Work task | Take each line below that has "OpenAIEmbedding" and copy it.

Data extract |

PR #1085, opened 2026-05-06
Rag/embedding

Amir-R25:
Embedding Module

Summary: 
- `Embedding` abstract base class:
  - `aembed`: Subclasses need to implement
  - `embed`: Defaults to `asyncio.run(aembed)` if not overwritten by subclasses
  - `astream_batches`: streaming embedding batches of chunks for the upcoming rag pipeline
- `SyncEmbedding`: mixin for providers that do not provide an async embedding api
- `LiteLLMEmbedding`: implements the `Embedding` base class to be used with litellm
   - Point of concern: `LiteLLM` does not directly expose embedding costs, so we are using an internal field of theirs called `_hidden_params` which provides cost. This is potentially problematic as its an internal undocumented param
   - This can be a point for a case that maybe for embedding it's best to just directly implement each providers logic. Current design future proofs if we make this decision as `OpenAIEmbedding` can inherit from `Embedding` directly rather `LiteLLMEmbedding`
- `OpenAIEmbedding`, `AzureEmbedding` and `OllamaEmbedding` child classes extending `LiteLLMEmbedding` for now
- AI Generated documentation (Placeholder for now, will need to edit/verify before merging feature branch to main)
- unit tests
- Current Date Model (please provide feedback)
image

I would say please mainly focus your review on `Embedding` base class and see if it make sense from the following two paradigms:
- Extendible embedding wrapper for advanced users
- Part of an event based ingestion/retrieval pipeline


packages/railtracks/src/railtracks/retrieval/embedding/base.py
```diff
@@ -0,0 +1,123 @@
+from __future__ import annotations
+
+import asyncio
+from typing import TypeVar
+import sys
+from abc import ABC, abstractmethod
+from collections.abc import AsyncGenerator, AsyncIterable
+
+from ...utils.logging.create import get_rt_logger
```
Pooria90: Full import path for this might be better as the structure of this module might change

packages/railtracks/src/railtracks/retrieval/embedding/base.py
```diff
@@ -0,0 +1,123 @@
...
+from .models import (
+    EmbeddingFailure,
+    EmbeddingResult,
+    TextEmbeddings,
+)
+
+logger = get_rt_logger(__name__)
+
+_T = TypeVar("_T")
+async def _to_async_iterable(lst: list[_T]) -> AsyncGenerator[_T, None]:
```
Pooria90, line 21: Image

packages/railtracks/src/railtracks/retrieval/embedding/base.py
Amir-R25: Nice thanks will do!

packages/railtracks/src/railtracks/retrieval/embedding/base.py
```diff
@@ -0,0 +1,123 @@
...
+                raise RuntimeError(
+                    "embed() cannot be called from a Jupyter notebook; "
+                    "use `result = await embedder.aembed(texts)` instead."
+                )
+            raise RuntimeError(
+                "embed() cannot be called from an async context; use `await aembed()` instead."
+            )
+        return asyncio.run(self.aembed(texts))
+
+    async def _embed_one_batch(
```
Pooria90, line 60: sick!

Pooria90 (approved):
Solid design!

Exercise answer |
   - This can be a point for a case that maybe for embedding it's best to just directly implement each providers logic. Current design future proofs if we make this decision as `OpenAIEmbedding` can inherit from `Embedding` directly rather `LiteLLMEmbedding`
- `OpenAIEmbedding`, `AzureEmbedding` and `OllamaEmbedding` child classes extending `LiteLLMEmbedding` for now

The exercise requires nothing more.